■ WORK ITEM
Every record should be written out again in full, with no character altered.

■ RECORDED INFORMATION
PR #203, opened 2023-06-26
Reorganise and expand documentation

ZedThree:
In preparation for the docathon, rearrange the docs, add stub sections, try to sort out all the minor quibbles, warnings, and errors.

Still need to do:

- fix lots of RST formatting, mostly maths markup
- fix lots of duplicate object description warnings
  - I think this is mostly from explicitly documenting `Attributes` in class docstrings, not quite sure best way to fix this in general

■ OUTPUT FOR THIS TASK
PR #203, opened 2023-06-26
Reorganise and expand documentation

ZedThree:
In preparation for the docathon, rearrange the docs, add stub sections, try to sort out all the minor quibbles, warnings, and errors.

Still need to do:

- fix lots of RST formatting, mostly maths markup
- fix lots of duplicate object description warnings
  - I think this is mostly from explicitly documenting `Attributes` in class docstrings, not quite sure best way to fix this in general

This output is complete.